On peut alors dire que Meursault répond à cette caractéristique.
En outre, le premier homme est dans la dernière phase qu'un individu peut atteindre, que
Nietzsche appelle, l'enfant jouant. Il s'est rendu compte de l'absurdité de la vie et est libre, innocent,
il a donné du sens à sa vie. À la fin du livre, Meursault déclare qu'il a été heureux et qu'il est
conscient de l'absurdité de la vie. Néanmoins, il n'est pas totalement innocent. Il a eu un moment
d'inconscience et à ce moment, il a tué un homme. Quand il meurt, Meursault se trouve alors à la fin
de la phase de lion, car il n'a pas l'innocence de l'enfant et il n'est pas libre comme l'enfant, car il se
trouve en prison et il est puni par la société.

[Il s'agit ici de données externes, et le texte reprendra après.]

PR #5616, opened 2025-07-27
Fix invalid entries in audio device list

low-batt:
This commit will:
- Add a new struct `MPVAudioDevice` to represent an audio device
- Change `PlayerCore.getAudioDevices` to return a list of `MPVAudioDevice` objects and filter out devices based on audio output driver setting
- Change `MPVController` to observe the `current-ao` property and inform `PlayerCore` when it changes
- Add a `currentAoChanged` function to `PlayerCore` that attempts to adjust the current selected audio device when the audio output driver changes
- Change `PrefCodecViewController` to update the list of audio devices when the audio output driver changes and attempt to adjust the selected preferred audio device

These changes avoid placing the burden on the user to change the audio device after changing the audio output driver (coreaudio/avfoundation).

See the `PlayerCore.getAudioDevices` documentation comment for a full discussion.

---

**Description:**

### DIFF
--- a/iina.xcodeproj/project.pbxproj
+++ b/iina.xcodeproj/project.pbxproj
@@ -177,6 +177,7 @@
 		51AC1CAB2A9FBF3700DF7079 /* OpenSubClient.swift in Sources */ = {isa = PBXBuildFile; fileRef = 51AC1CAA2A9FBF3700DF7079 /* OpenSubClient.swift */; };
 		51C1BA3A291CA76700C1208A /* InfoDictionary.swift in Sources */ = {isa = PBXBuildFile; fileRef = 51C1BA39291CA76700C1208A /* InfoDictionary.swift */; };
 		51C889D52C42FF7F007B2584 /* PlayerState.swift in Sources */ = {isa = PBXBuildFile; fileRef = 51C889D42C42FF7F007B2584 /* PlayerState.swift */; };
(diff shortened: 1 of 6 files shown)


low-batt:
While we are on this topic, why does IINA use this format for audio devices:

`[LG UltraFine Display Audio] avfoundation/AppleUSBAudioEngine:LG Electronics Inc.:LG UltraFine Display Audio:3241000:2`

Selon Camus, Meursault est le seul Christ que nous méritions. Il a une fonction
d'exemple comme héros absurde. Dans 'Le premier homme' le mythe d'Adam joue un grand rôle. Le
Christ a un rôle exemplaire pour ses descendants. Adam n'a pas de racines, comme Jacques, et est

9 Sarocchi, J. “Le dernier Camus ou le Premier Homme” Paris: Librairie A.-G. Nizet. (1995) p.306-307
alors l'ultime premier homme. On peut dire qu'il sert aussi d'une sorte d'exemple pour ses
descendants. Dans ce cas, Meursault répond alors aussi à cet élément essentiel d'un premier homme.
Enfin, quand on regarde les éléments de l'histoire et des racines d'un individu, de
l'exemplarité et de la conscience de l'absurdité de la vie on peut dire que Meursault est pour la plus
grande partie un premier homme. Son seul défaut est qu'il n'est pas totalement innocent et libre, car
il est puni par la société et il a eu un moment d'inconscience.